_HOW TO COMPLETE THIS TASK_. In the listing below, find the line containing "not isinstance(source_file, str)" and the line containing "One scoping correction". Repeat exactly those two lines and every line between them.

══════

PR #3264, opened 2026-09-01
fix(csharp): apply Blazor _Imports.razor usings in the razor type resolver (#3187)

abhay-codes07:
Addresses the remaining `_Imports.razor` half of #3187 (follow-up to #3188).

## The problem

#3188 routed a Razor `@inject` through the C# cross-file type resolver, but only directives written in the page itself count. The Razor compiler applies `_Imports.razor` `@using`/alias directives to every Razor file in the same directory and below — and the standard Blazor template keeps the app's namespaces there — so the issue's repro still dangles on 0.9.53: with `Pages/_Imports.razor` carrying `@using Demo.Services`, `@inject WidgetService _widgets` in `Pages/AlphaPage.razor` produces a sourceless per-file stub while the canonical `Demo.Services.WidgetService` definition sits in the graph.

(The other still-open sub-case named in the #3188 comment — a bare `@inject` with **no** using in scope anywhere — dangles on purpose: that Razor file would not compile either, and the resolver treats it exactly like a bare C# cross-namespace reference. A control test documents that.)

## The change

`CsharpNameResolver` now indexes each `_Imports.razor`'s using/alias entries by the directory they govern, and lookups **for razor-family files only** (`.razor`/`.cshtml`) fold in every governing ancestor's entries — same-directory or above, root `_Imports.razor` governing the whole tree, mirroring the Razor compiler's rule. Namespace usings extend `_scopes_for`; aliases merge into the alias view used by `resolve_type_name`/`resolve_qualified`. `.cs` files never inherit them, sibling directories never leak, and the existing single-candidate soundness gate is unchanged — two same-named types both brought in scope by inherited usings still dangle rather than picking a winner.

## Tests

`tests/test_razor_imports_usings.py` — 7 tests: same-directory and root `_Imports.razor` resolve the issue's `@inject` repro to the canonical definition (stub gone); an alias directive in `_Imports.razor` resolves; and four scoping controls — sibling directories don't leak, `.cs` files don't inherit, ambiguous inherited usings still dangle, and no-using-anywhere still dangles. With the fix reverted, the 3 positive tests fail and the 4 controls keep passing. The razor/csharp suites are unchanged (188 passed); the full suite matches a fresh same-version `v8` baseline.

### DIFF
--- a/graphify/extractors/csharp.py
+++ b/graphify/extractors/csharp.py
@@ -164,6 +164,35 @@ def _metadata(value: object) -> dict:
     return value if isinstance(value, dict) else {}
 
 
+def _razor_imports_dir(source_file: object) -> str | None:
+    """The directory prefix an ``_Imports.razor``'s directives apply to.
+
+    Returns the file's parent directory with normalized separators ("" for the
+    corpus root), or None when the file is not an ``_Imports.razor``.
+    """
+    if not isinstance(source_file, str) or not source_file:
+        return None
+    norm = source_file.replace("\\", "/")
+    parts = norm.rstrip("/").rsplit("/", 1)
+    name = parts[-1]
+    if name.lower() != "_imports.razor":
+        return None
+    return parts[0] if len(parts) == 2 else ""
+
+
+def _razor_dir_applies(imports_dir: str, source_file: str) -> bool:
+    """True when an ``_Imports.razor`` in ``imports_dir`` governs ``source_file``.
+
+    The Razor compiler applies ``_Imports.razor`` directives to every Razor
+    file in the same directory and every subdirectory below it.
+    """
+    norm = source_file.replace("\\", "/")
+    file_dir = norm.rsplit("/", 1)[0] if "/" in norm else ""
+    if not imports_dir:
+        return True  # root _Imports.razor governs the whole tree
+    return file_dir == imports_dir or file_dir.startswith(imports_dir + "/")
+
+
 class CsharpNameResolver:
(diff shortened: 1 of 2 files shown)


theSatvik (commented):
One scoping correction before merge: `_Imports.razor` should apply only to `.razor` component files, not `.cshtml`.

Microsoft's Razor component docs explicitly say that directives in `_Imports.razor` are applied only to Razor files (`.razor`), and the Razor layouts docs distinguish it from `_ViewImports.cshtml`, which governs Razor views/pages: https://learn.microsoft.com/en-us/aspnet/core/blazor/components/?view=aspnetcore-10.0#razor-components and https://learn.microsoft.com/en-us/aspnet/core/mvc/views/layout?view=aspnetcore-10.0#importing-shared-directives

As written, `_is_razor_family()` includes `.cshtml`, so an ancestor `_Imports.razor` can incorrectly resolve a bare `@inject` in a `.cshtml` file. Could this be limited to `.razor` and covered with a negative `.cshtml` test, similar to the existing `.cs` isolation test?

abhay-codes07:
Good catch, thanks — you're right, the docs scope _Imports.razor to Razor components only. Fixed in 2709ef3: the inherited-usings lookup now applies to `.razor` files alone, with a negative test asserting a `.cshtml` next to a governing _Imports.razor stays unresolved (alongside the existing `.cs` isolation test). Also rebased onto v8 (0.9.55). Modeling _ViewImports.cshtml for views/pages would be the symmetric follow-up if there's appetite for it.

══════

_ANSWER BELOW_.
+    if not isinstance(source_file, str) or not source_file:
+        return None
+    norm = source_file.replace("\\", "/")
+    parts = norm.rstrip("/").rsplit("/", 1)
+    name = parts[-1]
+    if name.lower() != "_imports.razor":
+        return None
+    return parts[0] if len(parts) == 2 else ""
+
+
+def _razor_dir_applies(imports_dir: str, source_file: str) -> bool:
+    """True when an ``_Imports.razor`` in ``imports_dir`` governs ``source_file``.
+
+    The Razor compiler applies ``_Imports.razor`` directives to every Razor
+    file in the same directory and every subdirectory below it.
+    """
+    norm = source_file.replace("\\", "/")
+    file_dir = norm.rsplit("/", 1)[0] if "/" in norm else ""
+    if not imports_dir:
+        return True  # root _Imports.razor governs the whole tree
+    return file_dir == imports_dir or file_dir.startswith(imports_dir + "/")
+
+
 class CsharpNameResolver:
(diff shortened: 1 of 2 files shown)


theSatvik (commented):
One scoping correction before merge: `_Imports.razor` should apply only to `.razor` component files, not `.cshtml`.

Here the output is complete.